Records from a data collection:

PR #164, opened 2021-12-09
--server-ipv6 parsing error display wrong arg

cacamille3:

### DIFF
--- a/src/openvpn/options.c
+++ b/src/openvpn/options.c
@@ -6870,7 +6870,7 @@ add_option(struct options *options,
             }
         }
     }
-    else if (streq(p[0], "server-ipv6") && p[1] && !p[3])
+    else if (streq(p[0], "server-ipv6") && p[1] && !p[2])
     {
         const int lev = M_WARN;
         struct in6_addr network;
@@ -6893,12 +6893,6 @@ add_option(struct options *options,
         options->server_ipv6_defined = true;
         options->server_network_ipv6 = network;
         options->server_netbits_ipv6 = netbits;
-
-        if (p[2])       /* no "nopool" options or similar for IPv6 */
-        {
-            msg(msglevel, "error parsing --server-ipv6: %s is not a recognized flag", p[2]);
-            goto err;
-        }
     }
     else if (streq(p[0], "server-bridge") && p[1] && p[2] && p[3] && p[4] && !p[5])
     {
--- a/src/openvpn/options.c
+++ b/src/openvpn/options.c
@@ -6896,7 +6896,7 @@ add_option(struct options *options,
 
         if (p[2])       /* no "nopool" options or similar for IPv6 */
         {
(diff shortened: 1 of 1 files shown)


ordex:
Thanks for spotting this and for writing a fix!
Caould you please add a Signed-off-by line to your commit and send your patch to the openvpn-devel mailing list for review?
Thanks!

ml: https://lists.sourceforge.net/lists/listinfo/openvpn-devel

cacamille3:
Actually the fix should be different...

`else if (streq(p[0], "server-ipv6") && p[1] && !p[3])` 

Should be replaced with 

`else if (streq(p[0], "server-ipv6") && p[1] && !p[2])` 

and then the following could be removed.

```
        if (p[2])       /* no "nopool" options or similar for IPv6 */
        {
            msg(msglevel, "error parsing --server-ipv6: %s is not a recognized flag", p[2]);
            goto err;
        }
```

What do you think ?

ordex:
@cacamille3 that would not be a "fix", but rather a change in behaviour.
The idea behind that error message is that some people expect to be able to pass to `--server-ipv6` the same flags as `--server`. For this reason I'd still keep the message as is, so that people moving to `--server-ipv6` are warned about the difference.
Does it make sense to you?

In any case, I'd still submit the fix as proposed originally. Additionally to that you may open a discussion about the change in behaviour on the mailing list, if you want other opinions. This is just mine of course :-)

selvanair:
> @cacamille3 that would not be a "fix", but rather a change in behaviour. The idea behind that error message is that some people expect to be able to pass to `--server-ipv6` the same flags as `--server`. For this reason I'd still keep the message as is, so that people moving to `--server-ipv6` are warned about the difference. Does it make sense to you?

Does not make sense to me :)

Given that the original code printed an unhelpful message (printing p[3], which is NULL, instead of p[2]), I would say this was not serving any useful purpose in the first place. If the intent was to make the syntax of --server-ipv6 match --server, the additional arg should have been ignored with a warning, not  a fatal error.

So I would say, the proposed (corrected) patch with p[1] && !p[2] is the appropriate fix.

As a more general note, when an option parse error is reported, printing the whole option line or the token that caused the error may be useful for all options, not just this one. Currently we only print the option name that caused the error. But that's beyond this patch.

ordex:
@selvanair sure, that makes sense. From a history/patch perspective I'd just prefer to split the two changes, but you're right that at the moment there is nothing that really needs fixing as the message has always been bogus.

Let's go with "p[1] && !p[2]" directly then.

@cacamille3 would you send the patch to the mailing list?

Thanks!

cacamille3:
@ordex Done ✅

cron2:
Hi,

On Wed, Dec 15, 2021 at 02:11:56AM -0800, Camille Guérin wrote:
> @ordex Done ???

Never showed up on the list...  so I've re-sent it today, squashed
both changes into one single patch.

gert
-- 

PR #172, opened 2022-04-06
Describe limitations of auth-user-pass more clearly

mattock:


doc/man-sections/client-options.rst
```diff
@@ -68,7 +68,11 @@ configuration.
       auth-user-pass up
 
   If ``up`` is present, it must be a file containing username/password on 2
-  lines. If the password line is missing, OpenVPN will prompt for one.
+  lines. If the password line is missing, OpenVPN will prompt for one on
+  stdin. If you use a graphical OpenVPN client such as OpenVPN GUI on Windows,
```
dsommers, line 72: Could we move the "OpenVPN GUI" part as a separate "NOTE" paragraph?  Like this:

    *NOTE (Windows)*:
        If you use a graphical OpenVPN client such as OpenVPN GUI on Windows,
        you should either define both the username and password in the file, or rely
        on the GUI caching the credentials; defining just the username in the file
        will not work.

dsommers: We do similar notes and warning sections other places too, just `git grep` for `NOTE` and `WARNING` to see the formatting.

mattock: @dsommers done. Looks good now? I did not want to tie this to just Windows as other GUI clients might have the same issue due to same reasons.

doc/man-sections/client-options.rst
```diff
@@ -68,7 +68,13 @@ configuration.
       auth-user-pass up
 
   If ``up`` is present, it must be a file containing username/password on 2
-  lines. If the password line is missing, OpenVPN will prompt for one.
+  lines. If the password line is missing, OpenVPN will prompt for one on
+  stdin.
+
+  *NOTE*: If you use a graphical OpenVPN client such as OpenVPN GUI on Windows,
+  you should either define both the username and password in the file, or rely
```
dsommers, line 75: The *NOTE*: should be on a single line, and the text should be indented one more level to be correctly rendered.  

The current patch gives:
```
              If up is present, it must be a file containing username/password
              on 2 lines. If the password line is missing, OpenVPN will prompt
              for one on stdin.

              NOTE: If you use a graphical OpenVPN client such as OpenVPN  GUI
              on Windows, you should either define both the username and pass‐
              word in the file, or rely on the GUI  caching  the  credentials;
              defining just the username in the file will not work.

              If  up  is  omitted, username/password will be prompted from the
              console.
```

With suggested changes:
```
              If up is present, it must be a file containing username/password
              on 2 lines. If the password line is missing, OpenVPN will prompt
              for one on stdin.

              NOTE:  If you use a graphical OpenVPN client such as OpenVPN GUI
                     on  Windows,  you  should either define both the username
                     and password in the file, or rely on the GUI caching  the
                     credentials; defining just the username in the file

              If  up  is  omitted, username/password will be prompted from the
              console.
```

dsommers: Right, there is some inconsistency there.  I think we should move all of these NOTE/WARN/INFO (whatever tags we use) to an indented approach, to hightlight it better.

This also gives us better flexibility when we start adding some CSS styling to the HTML rendering, where the indented variant rendering gives much better abilities the formatting and styling.  Essentially it changes from a more plain `<p>...</p>`  for "everything" to a `<dl><dt>$HEADER</dt><dd>$CONTENT</dd></dl>` style.

ordex: should we keep this patch as is and then reformat all the NOTEs with a follow up?

ordex: @mattock would you mind rebasing this patch on master and sending it to the mailing list? Once that's done, we can close this PR. Thanks!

Brief
A verbatim copy of all the records is to be produced.

Written response
PR #164, opened 2021-12-09
--server-ipv6 parsing error display wrong arg

cacamille3:

### DIFF
--- a/src/openvpn/options.c
+++ b/src/openvpn/options.c
@@ -6870,7 +6870,7 @@ add_option(struct options *options,
             }
         }
     }
-    else if (streq(p[0], "server-ipv6") && p[1] && !p[3])
+    else if (streq(p[0], "server-ipv6") && p[1] && !p[2])
     {
         const int lev = M_WARN;
         struct in6_addr network;
@@ -6893,12 +6893,6 @@ add_option(struct options *options,
         options->server_ipv6_defined = true;
         options->server_network_ipv6 = network;
         options->server_netbits_ipv6 = netbits;
-
-        if (p[2])       /* no "nopool" options or similar for IPv6 */
-        {
-            msg(msglevel, "error parsing --server-ipv6: %s is not a recognized flag", p[2]);
-            goto err;
-        }
     }
     else if (streq(p[0], "server-bridge") && p[1] && p[2] && p[3] && p[4] && !p[5])
     {
--- a/src/openvpn/options.c
+++ b/src/openvpn/options.c
@@ -6896,7 +6896,7 @@ add_option(struct options *options,
 
         if (p[2])       /* no "nopool" options or similar for IPv6 */
         {
(diff shortened: 1 of 1 files shown)


ordex:
Thanks for spotting this and for writing a fix!
Caould you please add a Signed-off-by line to your commit and send your patch to the openvpn-devel mailing list for review?
Thanks!

ml: https://lists.sourceforge.net/lists/listinfo/openvpn-devel

cacamille3:
Actually the fix should be different...

`else if (streq(p[0], "server-ipv6") && p[1] && !p[3])` 

Should be replaced with 

`else if (streq(p[0], "server-ipv6") && p[1] && !p[2])` 

and then the following could be removed.

```
        if (p[2])       /* no "nopool" options or similar for IPv6 */
        {
            msg(msglevel, "error parsing --server-ipv6: %s is not a recognized flag", p[2]);
            goto err;
        }
```

What do you think ?

ordex:
@cacamille3 that would not be a "fix", but rather a change in behaviour.
The idea behind that error message is that some people expect to be able to pass to `--server-ipv6` the same flags as `--server`. For this reason I'd still keep the message as is, so that people moving to `--server-ipv6` are warned about the difference.
Does it make sense to you?

In any case, I'd still submit the fix as proposed originally. Additionally to that you may open a discussion about the change in behaviour on the mailing list, if you want other opinions. This is just mine of course :-)

selvanair:
> @cacamille3 that would not be a "fix", but rather a change in behaviour. The idea behind that error message is that some people expect to be able to pass to `--server-ipv6` the same flags as `--server`. For this reason I'd still keep the message as is, so that people moving to `--server-ipv6` are warned about the difference. Does it make sense to you?

Does not make sense to me :)

Given that the original code printed an unhelpful message (printing p[3], which is NULL, instead of p[2]), I would say this was not serving any useful purpose in the first place. If the intent was to make the syntax of --server-ipv6 match --server, the additional arg should have been ignored with a warning, not  a fatal error.

So I would say, the proposed (corrected) patch with p[1] && !p[2] is the appropriate fix.

As a more general note, when an option parse error is reported, printing the whole option line or the token that caused the error may be useful for all options, not just this one. Currently we only print the option name that caused the error. But that's beyond this patch.

ordex:
@selvanair sure, that makes sense. From a history/patch perspective I'd just prefer to split the two changes, but you're right that at the moment there is nothing that really needs fixing as the message has always been bogus.

Let's go with "p[1] && !p[2]" directly then.

@cacamille3 would you send the patch to the mailing list?

Thanks!

cacamille3:
@ordex Done ✅

cron2:
Hi,

On Wed, Dec 15, 2021 at 02:11:56AM -0800, Camille Guérin wrote:
> @ordex Done ???

Never showed up on the list...  so I've re-sent it today, squashed
both changes into one single patch.

gert
-- 

PR #172, opened 2022-04-06
Describe limitations of auth-user-pass more clearly

mattock:


doc/man-sections/client-options.rst
```diff
@@ -68,7 +68,11 @@ configuration.
       auth-user-pass up
 
   If ``up`` is present, it must be a file containing username/password on 2
-  lines. If the password line is missing, OpenVPN will prompt for one.
+  lines. If the password line is missing, OpenVPN will prompt for one on
+  stdin. If you use a graphical OpenVPN client such as OpenVPN GUI on Windows,
```
dsommers, line 72: Could we move the "OpenVPN GUI" part as a separate "NOTE" paragraph?  Like this:

    *NOTE (Windows)*:
        If you use a graphical OpenVPN client such as OpenVPN GUI on Windows,
        you should either define both the username and password in the file, or rely
        on the GUI caching the credentials; defining just the username in the file
        will not work.

dsommers: We do similar notes and warning sections other places too, just `git grep` for `NOTE` and `WARNING` to see the formatting.

mattock: @dsommers done. Looks good now? I did not want to tie this to just Windows as other GUI clients might have the same issue due to same reasons.

doc/man-sections/client-options.rst
```diff
@@ -68,7 +68,13 @@ configuration.
       auth-user-pass up
 
   If ``up`` is present, it must be a file containing username/password on 2
-  lines. If the password line is missing, OpenVPN will prompt for one.
+  lines. If the password line is missing, OpenVPN will prompt for one on
+  stdin.
+
+  *NOTE*: If you use a graphical OpenVPN client such as OpenVPN GUI on Windows,
+  you should either define both the username and password in the file, or rely
```
dsommers, line 75: The *NOTE*: should be on a single line, and the text should be indented one more level to be correctly rendered.  

The current patch gives:
```
              If up is present, it must be a file containing username/password
              on 2 lines. If the password line is missing, OpenVPN will prompt
              for one on stdin.

              NOTE: If you use a graphical OpenVPN client such as OpenVPN  GUI
              on Windows, you should either define both the username and pass‐
              word in the file, or rely on the GUI  caching  the  credentials;
              defining just the username in the file will not work.

              If  up  is  omitted, username/password will be prompted from the
              console.
```

With suggested changes:
```
              If up is present, it must be a file containing username/password
              on 2 lines. If the password line is missing, OpenVPN will prompt
              for one on stdin.

              NOTE:  If you use a graphical OpenVPN client such as OpenVPN GUI
                     on  Windows,  you  should either define both the username
                     and password in the file, or rely on the GUI caching  the
                     credentials; defining just the username in the file

              If  up  is  omitted, username/password will be prompted from the
              console.
```

dsommers: Right, there is some inconsistency there.  I think we should move all of these NOTE/WARN/INFO (whatever tags we use) to an indented approach, to hightlight it better.

This also gives us better flexibility when we start adding some CSS styling to the HTML rendering, where the indented variant rendering gives much better abilities the formatting and styling.  Essentially it changes from a more plain `<p>...</p>`  for "everything" to a `<dl><dt>$HEADER</dt><dd>$CONTENT</dd></dl>` style.

ordex: should we keep this patch as is and then reformat all the NOTEs with a follow up?

ordex: @mattock would you mind rebasing this patch on master and sending it to the mailing list? Once that's done, we can close this PR. Thanks!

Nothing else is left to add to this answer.